Exercise:
Of all the lines below, return only those starting with the line holding "PR #3638, opened 2024-05-07" and going on through the line holding "- [ ] I have added tests to cover my changes", exactly as written.

(Collected data entries)
[Start of Attachment]
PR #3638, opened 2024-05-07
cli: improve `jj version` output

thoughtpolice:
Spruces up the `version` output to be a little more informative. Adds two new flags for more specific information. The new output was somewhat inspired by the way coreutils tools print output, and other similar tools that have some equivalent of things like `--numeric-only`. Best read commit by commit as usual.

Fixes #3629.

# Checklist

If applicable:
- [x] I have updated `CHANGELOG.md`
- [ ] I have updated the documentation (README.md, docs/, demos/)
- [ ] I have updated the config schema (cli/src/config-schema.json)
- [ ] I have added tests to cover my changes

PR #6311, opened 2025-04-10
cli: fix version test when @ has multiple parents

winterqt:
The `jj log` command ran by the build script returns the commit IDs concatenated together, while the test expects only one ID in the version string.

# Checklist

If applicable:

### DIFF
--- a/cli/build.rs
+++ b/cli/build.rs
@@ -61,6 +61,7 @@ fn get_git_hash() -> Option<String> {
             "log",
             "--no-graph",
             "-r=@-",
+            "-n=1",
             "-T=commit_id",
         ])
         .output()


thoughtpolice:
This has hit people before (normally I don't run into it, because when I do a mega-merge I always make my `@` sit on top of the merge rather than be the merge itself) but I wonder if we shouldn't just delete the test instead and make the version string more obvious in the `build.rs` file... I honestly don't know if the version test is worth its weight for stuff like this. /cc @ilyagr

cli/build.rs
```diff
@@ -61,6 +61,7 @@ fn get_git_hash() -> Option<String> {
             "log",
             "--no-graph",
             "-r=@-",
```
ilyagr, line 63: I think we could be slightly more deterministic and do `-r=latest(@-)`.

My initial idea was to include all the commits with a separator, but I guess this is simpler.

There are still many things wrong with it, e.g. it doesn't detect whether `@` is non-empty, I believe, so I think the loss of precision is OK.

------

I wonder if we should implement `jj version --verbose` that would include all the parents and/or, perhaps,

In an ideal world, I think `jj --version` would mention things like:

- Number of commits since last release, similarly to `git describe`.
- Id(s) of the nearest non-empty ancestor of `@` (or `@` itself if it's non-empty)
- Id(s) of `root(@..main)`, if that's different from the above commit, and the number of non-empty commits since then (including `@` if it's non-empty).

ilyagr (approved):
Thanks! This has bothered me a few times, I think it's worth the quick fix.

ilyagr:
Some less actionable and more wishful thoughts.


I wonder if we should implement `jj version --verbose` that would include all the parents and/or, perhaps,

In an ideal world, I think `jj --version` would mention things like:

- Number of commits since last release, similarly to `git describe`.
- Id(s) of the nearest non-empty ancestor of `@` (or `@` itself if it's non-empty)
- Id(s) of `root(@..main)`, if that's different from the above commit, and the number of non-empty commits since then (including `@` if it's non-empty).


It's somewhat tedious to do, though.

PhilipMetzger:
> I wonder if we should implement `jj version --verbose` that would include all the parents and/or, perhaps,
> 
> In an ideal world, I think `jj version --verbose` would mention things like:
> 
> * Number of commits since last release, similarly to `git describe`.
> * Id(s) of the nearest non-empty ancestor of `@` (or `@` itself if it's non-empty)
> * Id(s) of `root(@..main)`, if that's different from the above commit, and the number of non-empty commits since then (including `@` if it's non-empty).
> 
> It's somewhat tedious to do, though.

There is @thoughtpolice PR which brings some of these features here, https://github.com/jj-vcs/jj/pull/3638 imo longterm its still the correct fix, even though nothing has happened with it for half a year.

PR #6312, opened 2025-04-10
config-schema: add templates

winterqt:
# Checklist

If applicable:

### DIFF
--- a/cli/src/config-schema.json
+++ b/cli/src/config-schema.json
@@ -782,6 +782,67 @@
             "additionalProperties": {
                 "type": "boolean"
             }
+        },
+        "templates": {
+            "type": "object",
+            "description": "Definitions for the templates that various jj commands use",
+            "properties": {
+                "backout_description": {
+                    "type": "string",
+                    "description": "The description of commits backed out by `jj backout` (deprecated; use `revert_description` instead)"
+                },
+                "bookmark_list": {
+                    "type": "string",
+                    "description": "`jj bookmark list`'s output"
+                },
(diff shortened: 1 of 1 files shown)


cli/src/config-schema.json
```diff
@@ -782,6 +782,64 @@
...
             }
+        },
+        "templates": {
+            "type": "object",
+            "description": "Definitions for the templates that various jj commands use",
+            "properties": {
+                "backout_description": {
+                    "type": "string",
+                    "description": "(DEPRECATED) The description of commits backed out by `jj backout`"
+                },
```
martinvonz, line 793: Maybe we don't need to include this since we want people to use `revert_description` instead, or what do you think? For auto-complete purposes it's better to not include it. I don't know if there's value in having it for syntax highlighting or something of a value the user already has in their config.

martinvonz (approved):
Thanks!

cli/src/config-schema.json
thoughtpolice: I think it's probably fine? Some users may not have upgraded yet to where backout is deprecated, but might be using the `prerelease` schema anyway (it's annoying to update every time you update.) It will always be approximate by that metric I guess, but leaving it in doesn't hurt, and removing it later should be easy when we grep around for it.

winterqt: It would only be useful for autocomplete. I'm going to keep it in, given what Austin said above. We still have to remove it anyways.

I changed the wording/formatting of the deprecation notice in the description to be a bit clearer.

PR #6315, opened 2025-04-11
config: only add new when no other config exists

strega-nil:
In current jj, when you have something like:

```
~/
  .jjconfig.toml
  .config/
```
[End of Attachment]
[Start of Attachment]
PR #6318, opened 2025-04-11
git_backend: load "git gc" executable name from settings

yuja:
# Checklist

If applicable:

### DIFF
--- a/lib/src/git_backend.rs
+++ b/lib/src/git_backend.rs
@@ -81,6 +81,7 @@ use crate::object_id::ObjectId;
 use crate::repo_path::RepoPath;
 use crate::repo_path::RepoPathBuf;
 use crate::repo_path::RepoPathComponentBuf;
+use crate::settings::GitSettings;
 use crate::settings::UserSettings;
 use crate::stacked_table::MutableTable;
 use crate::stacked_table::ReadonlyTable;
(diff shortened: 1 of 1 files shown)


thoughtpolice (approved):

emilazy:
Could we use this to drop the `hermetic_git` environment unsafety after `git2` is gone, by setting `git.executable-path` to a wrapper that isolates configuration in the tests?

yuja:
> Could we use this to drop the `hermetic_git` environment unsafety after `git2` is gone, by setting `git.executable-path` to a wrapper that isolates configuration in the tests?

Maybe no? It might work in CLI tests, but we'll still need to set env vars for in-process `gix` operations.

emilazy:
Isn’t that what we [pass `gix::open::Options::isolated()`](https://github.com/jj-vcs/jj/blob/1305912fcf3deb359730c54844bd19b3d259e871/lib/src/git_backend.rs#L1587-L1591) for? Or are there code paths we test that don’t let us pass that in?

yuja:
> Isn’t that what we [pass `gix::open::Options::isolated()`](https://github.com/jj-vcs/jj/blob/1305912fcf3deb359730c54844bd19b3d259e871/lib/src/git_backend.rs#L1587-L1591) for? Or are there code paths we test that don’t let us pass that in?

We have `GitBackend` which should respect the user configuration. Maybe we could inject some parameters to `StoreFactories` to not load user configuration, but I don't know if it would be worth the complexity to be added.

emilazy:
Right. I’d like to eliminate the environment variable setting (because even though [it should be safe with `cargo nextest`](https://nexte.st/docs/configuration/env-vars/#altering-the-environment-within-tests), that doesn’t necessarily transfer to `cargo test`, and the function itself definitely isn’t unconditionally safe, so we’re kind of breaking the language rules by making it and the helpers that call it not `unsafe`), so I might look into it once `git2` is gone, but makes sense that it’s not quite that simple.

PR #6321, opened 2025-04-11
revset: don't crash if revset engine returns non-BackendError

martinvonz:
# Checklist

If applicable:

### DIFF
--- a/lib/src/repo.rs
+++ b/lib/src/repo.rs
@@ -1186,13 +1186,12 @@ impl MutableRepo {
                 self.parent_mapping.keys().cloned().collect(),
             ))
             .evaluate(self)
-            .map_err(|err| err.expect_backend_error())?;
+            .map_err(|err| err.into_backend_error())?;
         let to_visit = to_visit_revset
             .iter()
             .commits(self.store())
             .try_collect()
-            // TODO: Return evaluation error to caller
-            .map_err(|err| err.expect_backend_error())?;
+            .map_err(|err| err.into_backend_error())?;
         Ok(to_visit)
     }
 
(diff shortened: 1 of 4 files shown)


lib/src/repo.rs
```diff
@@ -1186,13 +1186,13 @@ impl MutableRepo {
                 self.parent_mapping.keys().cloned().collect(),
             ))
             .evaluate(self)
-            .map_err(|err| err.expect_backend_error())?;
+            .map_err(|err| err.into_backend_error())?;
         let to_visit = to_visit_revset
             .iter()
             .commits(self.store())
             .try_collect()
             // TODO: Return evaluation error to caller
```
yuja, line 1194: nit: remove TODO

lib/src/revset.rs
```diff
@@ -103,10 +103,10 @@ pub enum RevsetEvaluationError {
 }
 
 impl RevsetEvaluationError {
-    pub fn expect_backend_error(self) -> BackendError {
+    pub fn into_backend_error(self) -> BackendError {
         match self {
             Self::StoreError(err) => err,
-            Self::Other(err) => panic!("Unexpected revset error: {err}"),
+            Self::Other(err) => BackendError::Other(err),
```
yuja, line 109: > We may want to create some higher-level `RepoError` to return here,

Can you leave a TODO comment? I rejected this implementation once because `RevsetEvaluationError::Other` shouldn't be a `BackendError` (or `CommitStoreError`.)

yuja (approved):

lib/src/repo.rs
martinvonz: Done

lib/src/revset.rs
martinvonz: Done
[End of Attachment]
Task output:
PR #3638, opened 2024-05-07
cli: improve `jj version` output

thoughtpolice:
Spruces up the `version` output to be a little more informative. Adds two new flags for more specific information. The new output was somewhat inspired by the way coreutils tools print output, and other similar tools that have some equivalent of things like `--numeric-only`. Best read commit by commit as usual.

Fixes #3629.

# Checklist

If applicable:
- [x] I have updated `CHANGELOG.md`
- [ ] I have updated the documentation (README.md, docs/, demos/)
- [ ] I have updated the config schema (cli/src/config-schema.json)
- [ ] I have added tests to cover my changes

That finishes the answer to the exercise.